Em 2020 as apanhadoras (es) de flores foram reconhecidas como o primeiro Patrimônio Agrícola Mundial do Brasil concedido pela Organização das Nações Unidas (ONU) a partir de sua agência que atua na temática de Alimentação e Agricultura (FAO). O selo é denominado Sistemas Importantes do Patrimônio Agrícola Mundial (SIPAM), e reconhece os patrimônios agrícolas desenvolvidos por povos e comunidades tradicionais em diversas partes do mundo. 

Para a presidente da associação de moradores da comunidade de Macacos, Eliana Amorim, a construção de um protocolo biocultural valoriza e preserva a ancestralidade da comunidade. “Esse momento foi muito importante para a comunidade porque agora ele se junta como mais um instrumento de defesa do território. A comunidade espera que possamos fazer valer nossos direitos como por exemplo o acesso pleno aos parques onde realizamos a panha das flores”, afirma a liderança. Atualmente as apanhadoras (es) de flores vivem sob ameaça da proibição da panha após a criação de uma parque de proteção integral sobreposto as áreas das comunidades sem a devida consulta prévia, livre e informada - como garante a Convenção 169 da Organização Internacional do Trabalho (OIT), a qual o Brasil é signatário.  

Proteção Jurídica

O entendimento da capacidade de proteção das comunidades e de seus saberes tradicionais pelo protocolo biocultural ainda é algo pouco explorado no Brasil. No entanto, o direito consuetudinário, que é um conjunto de costumes e práticas sociais que são aceitos como norma jurídica mesmo que não estejam escritos em códigos e leis, é válido em todo o país. O Protocolo Biocultural é uma forma para garantir que esses costumes são praticados ao longo dos anos pelas comunidades e por isso devem ser respeitados. 
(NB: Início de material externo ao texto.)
PR #1246, opened 2026-09-17
docs: add offline usage instructions for the Roq CLI

### LINKED ISSUE #1217: Roq cli fails offline
If I try a build without network access (like on the Eurostar :) ), I get

```
holly@hcummins-mac quarkusio.github.io % roq build
[jbang] [ERROR] Could not download https://github.com/quarkiverse/quarkus-roq/blob/HEAD/jbang-catalog.json
[jbang] Run with --verbose or -x for more details. The --verbose or -x must be placed before the jbang command. I.e. jbang --verbose run [...]
```

I know jbang has an offline mode for dependencies, but I'm not sure that would help here, because it's the actual getting of the catalog that's failing.

matheusandre1:
Closes: #1217 

The error doesn't originate from the Roq CLI itself, but rather from the launcher generated by `jbang app install`. This launcher executes `jbang run roq@quarkiverse/quarkus-roq`, and jbang resolves this alias by fetching the catalog from GitHub. The catalog is cached for 12 hours (default `cache-evict` of PT12H). After that period, if there is no network connection, jbang attempts to download it again and fails, without falling back to the cached copy. Since this behavior is inherent to jbang, it cannot be fixed within the code of this repository; I have opened an issue for it [here](https://github.com/jbangdev/jbang/issues/2659) and will wait for a response before attempting a fix.


ia3andy:
@maxandersen is that a jbang issue? Jbang commands should work offline.

I think don't think adding instructions for something that should just be working is the right way forward..

maxandersen:
Just to be clear - this issue is s problem because GitHub is being down - so the requested data is not there. this is what --offline flag is for. 

That said we can probably consider simplifying it for catalogs you already downloaded...

Issue #8371, opened 2025-05-30
cleanup: Add child balancer in stub.BalancerData


arjan-bal:
Almost all references of [`BalancerData.Data`](https://github.com/grpc/grpc-go/blob/4275c5bdd8e86c450d84f66c9445560fefadc4ec/internal/balancer/stub/stub.go#L47-L54) are storing child balancers in it. This field is of type `any`, so callers have to cast it to a `balancer.Balancer` before every access. Example:
https://github.com/grpc/grpc-go/blob/4275c5bdd8e86c450d84f66c9445560fefadc4ec/internal/idle/idle_e2e_test.go#L103-L106

We should introduce a new field of type `Balancer` to make using the stub balancer more ergonomic. We should update existing usages use the new field wherever possible.

vinothkumarr227:
@arjan-bal Please assign the issue to me.

PR #8393, opened 2025-06-11
cleanup: Add child balancer in stub.BalancerData

vinothkumarr227:
Fixes https://github.com/grpc/grpc-go/issues/8371

RELEASE NOTES: N/A

### DIFF
--- a/internal/balancer/stub/stub.go
+++ b/internal/balancer/stub/stub.go
@@ -51,6 +51,9 @@ type BalancerData struct {
 	BuildOptions balancer.BuildOptions
 	// Data may be used to store arbitrary user data.
 	Data any
+	// ChildBalancer holds the child balancer directly, avoiding the need
+	// to type-assert from Data.
+	ChildBalancer balancer.Balancer
 }
 
 type bal struct {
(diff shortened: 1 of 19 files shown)


internal/balancer/stub/stub.go
```diff
@@ -51,6 +51,9 @@ type BalancerData struct {
 	BuildOptions balancer.BuildOptions
 	// Data may be used to store arbitrary user data.
 	Data any
+	// ChildBalancer holds the child balancer directly, avoiding the need
+	// to type-assert from Data.
```
eshitachandwani: I dont think the second line is needed.

arjan-bal: +1, we should just say `ChildBalancer` holds a child balancer, omitting "directly".

internal/balancer/stub/stub.go
```diff
@@ -51,6 +51,9 @@ type BalancerData struct {
 	BuildOptions balancer.BuildOptions
 	// Data may be used to store arbitrary user data.
 	Data any
```
arjan-bal: If there are no remaining references for `Data`, can you remove the variable?

vinothkumarr227: Done

internal/balancer/stub/stub.go
vinothkumarr227: Done

PR #8410, opened 2025-06-25
Update gRPC-Go's dependency versions

Pranjali-2501:
RELEASE NOTES: N/A


examples/go.mod
```diff
@@ -1,18 +1,20 @@
 module google.golang.org/grpc/examples
 
-go 1.23.0
+go 1.24
```
arjan-bal: gRPC Go supports the last two major releases of Go, which is presently go 1.24 and go 1.23. So we can't bump the major version here. You would need to exclude the dependencies that are causing the go major version bump to 1.24.

arjan-bal:
Had a meeting to debug the problems while excluding dependencies causing the Go version to be updated. Raised https://github.com/grpc/grpc-go/pull/8434.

Nas comunidades e povos tradicionais esses acordos subentendidos são transmitidos num movimento vivo e contínuo, ao longo do tempo, e por isso regulam a dinâmica da vida social comunitária. Na convivência entre gerações e no processo de socialização no interior da família e comunidade são transmitidos valores, normas de convivência e as boas práticas produtivas. 

A assessora jurídica da Terra de direitos que atua junto às comunidades apanhadoras de flores, Alessandra Jakobovski, explica em um mini vídeo, qual a importância jurídica de um Protocolo Biocultural. 
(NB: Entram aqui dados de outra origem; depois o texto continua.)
PR #8419, opened 2025-06-30
xds: Avoid error logs when setting fallback bootstrap config

arjan-bal:
Initially, there was [no error log](https://github.com/grpc/grpc-go/blob/947e2a4be2bac21c84b99114c12c40bb74860afe/internal/xds/bootstrap/bootstrap.go#L819-L829) when setting the fallback bootstrap config. The [GetConfiguration](https://github.com/grpc/grpc-go/blob/947e2a4be2bac21c84b99114c12c40bb74860afe/internal/xds/bootstrap/bootstrap.go#L588-L618) function would first attempt to read the bootstrap configuration from environment variables and then fall back to the configuration provided by the c2p resolver.

A [subsequent change](https://github.com/grpc/grpc-go/pull/7898/files#diff-8c0a0efa1bb340ffe5846ebebb64f9182dcbb1218d0a51a6b3d6d340072ab07e), which added an xDS client pool, modified this behavior. It read the bootstrap config within an init() function in clientimpl.go, preventing the c2p resolver from setting its fallback configuration after channel creation. A fix was implemented ([#8050](https://github.com/grpc/grpc-go/pull/8050)) to allow setting a fallback bootstrap config on an xDS client pool, but this introduced an error log when setting the fallback config twice. This happens when multiple c2p resolvers are created in the same process.

After that, [#8164](https://github.com/grpc/grpc-go/pull/8164) reverted the behavior of reading the bootstrap in the init() function. This allows us to return to the original way—reading from environment variables and then falling back to the c2p resolver's config—without requiring an error log.

RELEASE NOTES:
* googledirectpath: Avoid error the error log `Attempt to set a bootstrap configuration...` when creating multiple directpath channels.

### DIFF
--- a/internal/xds/bootstrap/bootstrap_test.go
+++ b/internal/xds/bootstrap/bootstrap_test.go
@@ -389,7 +389,7 @@ func (s) TestGetConfiguration_Failure(t *testing.T) {
 			testGetConfigurationWithFileContentEnv(t, name, true, nil)
 		})
 	}
-	name := "empty"
+	const name = "empty"
 	t.Run(name, func(t *testing.T) {
 		testGetConfigurationWithFileNameEnv(t, name, true, nil)
 		// If both the env vars are empty, a nil config with a nil error must be
--- a/internal/xds/bootstrap/bootstrap_test.go
+++ b/internal/xds/bootstrap/bootstrap_test.go
@@ -383,12 +383,19 @@ func (s) TestGetConfiguration_Failure(t *testing.T) {
 	cancel := setupBootstrapOverride(bootstrapFileMap)
 	defer cancel()
 
-	for _, name := range []string{"nonExistentBootstrapFile", "empty", "badJSON", "noBalancerName", "emptyXdsServer"} {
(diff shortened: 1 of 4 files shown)


arjan-bal:
FYI @apolcyn

internal/xds/bootstrap/bootstrap_test.go
```diff
@@ -383,12 +383,19 @@ func (s) TestGetConfiguration_Failure(t *testing.T) {
...
 	defer cancel()
 
-	for _, name := range []string{"nonExistentBootstrapFile", "empty", "badJSON", "noBalancerName", "emptyXdsServer"} {
+	for _, name := range []string{"nonExistentBootstrapFile", "badJSON", "noBalancerName", "emptyXdsServer"} {
 		t.Run(name, func(t *testing.T) {
 			testGetConfigurationWithFileNameEnv(t, name, true, nil)
 			testGetConfigurationWithFileContentEnv(t, name, true, nil)
 		})
 	}
+	name := "empty"
```
dfawley: Nit: `const` please.

arjan-bal: Changed.

PR #8422, opened 2025-06-30
xdsclient: relay marshalled bytes of complete resource proto to decoders

purnesh42H:
In internal usages of xdsclient, it was found that some resource type implementations (like MintCollection) expect wrapped resource to retrieve some information like `ResourceName`. Currently, xdsclient is sending the underlying raw resource to decoders which can break `MintCollection` resource type implementation ([internal discussion](http://cl/775504257/depot/google3/net/grpc/go/directpath/mint_collection.go?left=r13&right=s5#91L)).

This PR make the change to relay complete resource (including wrapped) to decoders and let them decode as they want.


xds/internal/xdsclient/xdsresource/resource_type.go
```diff
@@ -185,13 +186,16 @@ type GenericResourceTypeDecoder struct {
 // Decode deserialize and validate resource bytes of an xDS resource received
 // from the xDS management server.
 func (gd *GenericResourceTypeDecoder) Decode(resourceBytes []byte, gOpts xdsclient.DecodeOptions) (*xdsclient.DecodeResult, error) {
-	raw := &anypb.Any{TypeUrl: gd.ResourceType.TypeURL(), Value: resourceBytes}
+	rProto := &anypb.Any{}
+	if err := proto.Unmarshal(resourceBytes, rProto); err != nil {
```
dfawley: It seems like such a waste to decode, encode, and re-decode this.

An `Any` is just a `TypeURL` and a `[]byte` with the serialized proto data in it.  Can we pass those two fields directly instead of the `resourceBytes []byte` that is a serialized proto message containing those two fields?  This could then fill those in.  Maybe just make a struct called `AnyProto` so it can extensibly mirror `anypb.Any` without putting a foreign symbol into our API?

purnesh42H: Thanks. That's a good idea. It requires to change the `Decode` interface but its fine since no one is using the new client. Changed.

dfawley (approved):
Thanks for the fix!

xds/internal/clients/xdsclient/helpers_test.go
```diff
@@ -62,17 +63,24 @@ var (
...
 )
 
-func unmarshalListenerResource(r []byte) (string, listenerUpdate, error) {
+func unmarshalListenerResource(rProto *anypb.Any) (string, listenerUpdate, error) {
+	rProto, err := xdsresource.UnwrapResource(rProto)
+	if err != nil {
+		return "", listenerUpdate{}, fmt.Errorf("failed to unwrap resource: %v", err)
+	}
+	if !xdsresource.IsListenerResource(rProto.GetTypeUrl()) {
+		return "", listenerUpdate{}, fmt.Errorf("unexpected listener resource type: %q ", rProto.GetTypeUrl())
```
arjan-bal: nit: Extra space at end of the error string.

purnesh42H: Done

O lançamento e a divulgação do protocolo biocultural da comunidade de Macacos ainda está em fase de planejamento. No entanto, é notável que os ganhos para a memória e continuidade da vida da comunidade estão presentes e são reforçados ao longo do processo da própria construção do protocolo. Um dos comunitários mais antigos, Edson José Abreu, que não faz mais a panha de flores pela idade e problemas de saúde, conta com alegria que “a construção do protocolo foi como revivenciar os dias que vivemos nas lapas ao lado das sempre-vivas”.